Dataset entries:
• • • • • • •

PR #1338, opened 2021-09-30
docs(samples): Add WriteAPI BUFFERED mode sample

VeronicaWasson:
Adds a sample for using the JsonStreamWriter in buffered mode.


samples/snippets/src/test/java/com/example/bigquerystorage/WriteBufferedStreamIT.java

• • • • • • •

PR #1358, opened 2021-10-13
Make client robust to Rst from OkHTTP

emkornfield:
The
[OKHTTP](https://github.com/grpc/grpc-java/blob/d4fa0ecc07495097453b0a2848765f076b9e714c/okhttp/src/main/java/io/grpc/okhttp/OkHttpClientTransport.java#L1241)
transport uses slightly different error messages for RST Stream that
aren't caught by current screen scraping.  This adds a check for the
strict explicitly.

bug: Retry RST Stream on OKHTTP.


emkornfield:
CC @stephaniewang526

• • • • • • •

Goal of the exercise => Go through the entries and copy every line that has "java".

Task solution =>
samples/snippets/src/test/java/com/example/bigquerystorage/WriteBufferedStreamIT.java
[OKHTTP](https://github.com/grpc/grpc-java/blob/d4fa0ecc07495097453b0a2848765f076b9e714c/okhttp/src/main/java/io/grpc/okhttp/OkHttpClientTransport.java#L1241)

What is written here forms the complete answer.